What you will do
Could you copy out all the lines in the material below where the word "failed" occurs?

Exercise data

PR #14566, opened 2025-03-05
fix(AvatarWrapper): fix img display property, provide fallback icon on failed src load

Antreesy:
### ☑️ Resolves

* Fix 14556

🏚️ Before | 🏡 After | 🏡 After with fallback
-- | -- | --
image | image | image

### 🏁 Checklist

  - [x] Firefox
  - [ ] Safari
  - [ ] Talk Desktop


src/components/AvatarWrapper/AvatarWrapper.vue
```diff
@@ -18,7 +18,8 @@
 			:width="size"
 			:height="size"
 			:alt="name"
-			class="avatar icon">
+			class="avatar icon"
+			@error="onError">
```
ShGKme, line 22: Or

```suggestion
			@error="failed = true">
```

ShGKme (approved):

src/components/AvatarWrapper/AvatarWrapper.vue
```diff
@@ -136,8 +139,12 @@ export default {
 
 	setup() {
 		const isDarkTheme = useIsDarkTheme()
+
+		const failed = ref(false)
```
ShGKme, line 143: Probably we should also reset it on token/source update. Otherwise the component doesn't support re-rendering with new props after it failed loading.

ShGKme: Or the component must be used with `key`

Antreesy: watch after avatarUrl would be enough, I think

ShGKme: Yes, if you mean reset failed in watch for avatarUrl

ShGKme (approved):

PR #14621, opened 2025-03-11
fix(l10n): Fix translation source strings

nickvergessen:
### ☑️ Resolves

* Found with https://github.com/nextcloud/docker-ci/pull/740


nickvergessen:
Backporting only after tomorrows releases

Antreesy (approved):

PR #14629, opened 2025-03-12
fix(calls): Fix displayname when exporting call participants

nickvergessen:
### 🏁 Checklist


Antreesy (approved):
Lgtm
* * *
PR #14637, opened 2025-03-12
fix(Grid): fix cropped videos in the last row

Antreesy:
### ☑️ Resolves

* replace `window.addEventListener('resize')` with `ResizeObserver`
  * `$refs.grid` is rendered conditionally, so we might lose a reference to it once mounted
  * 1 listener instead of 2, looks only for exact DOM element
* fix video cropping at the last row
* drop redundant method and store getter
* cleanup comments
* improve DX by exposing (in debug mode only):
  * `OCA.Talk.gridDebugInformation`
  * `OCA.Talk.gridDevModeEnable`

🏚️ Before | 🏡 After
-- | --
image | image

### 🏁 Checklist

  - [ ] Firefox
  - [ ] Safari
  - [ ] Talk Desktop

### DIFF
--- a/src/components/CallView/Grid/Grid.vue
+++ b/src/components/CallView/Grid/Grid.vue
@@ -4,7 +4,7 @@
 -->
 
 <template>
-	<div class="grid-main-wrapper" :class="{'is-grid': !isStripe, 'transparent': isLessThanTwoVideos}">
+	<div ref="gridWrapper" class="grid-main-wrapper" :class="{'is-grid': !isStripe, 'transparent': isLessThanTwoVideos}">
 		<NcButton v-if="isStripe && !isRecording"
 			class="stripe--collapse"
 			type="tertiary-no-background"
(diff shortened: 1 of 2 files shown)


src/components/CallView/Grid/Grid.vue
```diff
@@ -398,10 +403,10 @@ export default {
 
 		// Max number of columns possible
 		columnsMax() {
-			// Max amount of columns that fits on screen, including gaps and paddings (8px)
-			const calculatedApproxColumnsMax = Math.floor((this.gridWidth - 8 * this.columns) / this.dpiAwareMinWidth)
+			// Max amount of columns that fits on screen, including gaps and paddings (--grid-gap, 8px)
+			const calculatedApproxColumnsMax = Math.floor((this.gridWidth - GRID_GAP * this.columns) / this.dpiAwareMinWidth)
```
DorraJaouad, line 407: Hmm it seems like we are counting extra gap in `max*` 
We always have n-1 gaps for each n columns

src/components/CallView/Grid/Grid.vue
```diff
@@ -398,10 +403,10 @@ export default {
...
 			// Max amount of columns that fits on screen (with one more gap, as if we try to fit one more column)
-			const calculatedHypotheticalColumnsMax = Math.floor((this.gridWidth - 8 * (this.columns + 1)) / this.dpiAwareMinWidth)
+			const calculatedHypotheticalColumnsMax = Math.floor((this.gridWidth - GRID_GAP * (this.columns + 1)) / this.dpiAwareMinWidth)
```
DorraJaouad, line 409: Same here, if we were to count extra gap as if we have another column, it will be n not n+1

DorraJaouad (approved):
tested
--
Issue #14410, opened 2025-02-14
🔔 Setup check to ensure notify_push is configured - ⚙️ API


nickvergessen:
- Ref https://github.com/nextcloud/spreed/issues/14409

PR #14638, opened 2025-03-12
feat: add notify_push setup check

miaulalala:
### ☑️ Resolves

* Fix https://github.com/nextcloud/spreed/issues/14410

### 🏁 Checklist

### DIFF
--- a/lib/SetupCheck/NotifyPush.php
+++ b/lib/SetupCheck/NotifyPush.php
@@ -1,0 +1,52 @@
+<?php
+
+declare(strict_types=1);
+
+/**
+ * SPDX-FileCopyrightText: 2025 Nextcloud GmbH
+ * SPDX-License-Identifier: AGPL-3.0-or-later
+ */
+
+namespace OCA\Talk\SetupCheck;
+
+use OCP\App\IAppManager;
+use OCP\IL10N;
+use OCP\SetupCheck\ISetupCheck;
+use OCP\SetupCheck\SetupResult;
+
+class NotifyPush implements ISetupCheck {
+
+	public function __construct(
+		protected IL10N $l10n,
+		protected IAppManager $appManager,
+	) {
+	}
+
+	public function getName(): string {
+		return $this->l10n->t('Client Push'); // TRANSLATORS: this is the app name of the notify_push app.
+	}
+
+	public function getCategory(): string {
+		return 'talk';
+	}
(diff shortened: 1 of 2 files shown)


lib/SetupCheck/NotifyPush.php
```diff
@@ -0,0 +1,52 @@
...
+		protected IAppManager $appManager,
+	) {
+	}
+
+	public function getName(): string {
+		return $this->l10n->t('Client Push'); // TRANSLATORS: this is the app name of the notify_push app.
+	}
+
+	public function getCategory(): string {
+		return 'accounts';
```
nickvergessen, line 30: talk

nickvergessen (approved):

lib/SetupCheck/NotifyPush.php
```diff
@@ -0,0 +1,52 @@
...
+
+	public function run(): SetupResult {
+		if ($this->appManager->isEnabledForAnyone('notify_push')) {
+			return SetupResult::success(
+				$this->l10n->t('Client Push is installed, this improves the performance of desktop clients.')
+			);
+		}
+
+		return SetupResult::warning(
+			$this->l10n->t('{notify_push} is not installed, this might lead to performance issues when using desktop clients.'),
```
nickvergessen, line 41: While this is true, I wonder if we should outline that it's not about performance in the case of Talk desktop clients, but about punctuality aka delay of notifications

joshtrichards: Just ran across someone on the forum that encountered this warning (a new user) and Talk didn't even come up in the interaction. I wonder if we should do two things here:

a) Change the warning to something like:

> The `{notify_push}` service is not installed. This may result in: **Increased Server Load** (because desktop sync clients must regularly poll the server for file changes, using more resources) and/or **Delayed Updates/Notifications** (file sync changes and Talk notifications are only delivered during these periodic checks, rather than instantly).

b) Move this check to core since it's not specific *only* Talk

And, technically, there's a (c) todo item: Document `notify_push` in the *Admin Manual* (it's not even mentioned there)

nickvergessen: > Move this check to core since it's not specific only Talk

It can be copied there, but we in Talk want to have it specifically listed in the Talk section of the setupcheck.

Response to the task
fix(AvatarWrapper): fix img display property, provide fallback icon on failed src load
			@error="failed = true">
+		const failed = ref(false)
ShGKme, line 143: Probably we should also reset it on token/source update. Otherwise the component doesn't support re-rendering with new props after it failed loading.
ShGKme: Yes, if you mean reset failed in watch for avatarUrl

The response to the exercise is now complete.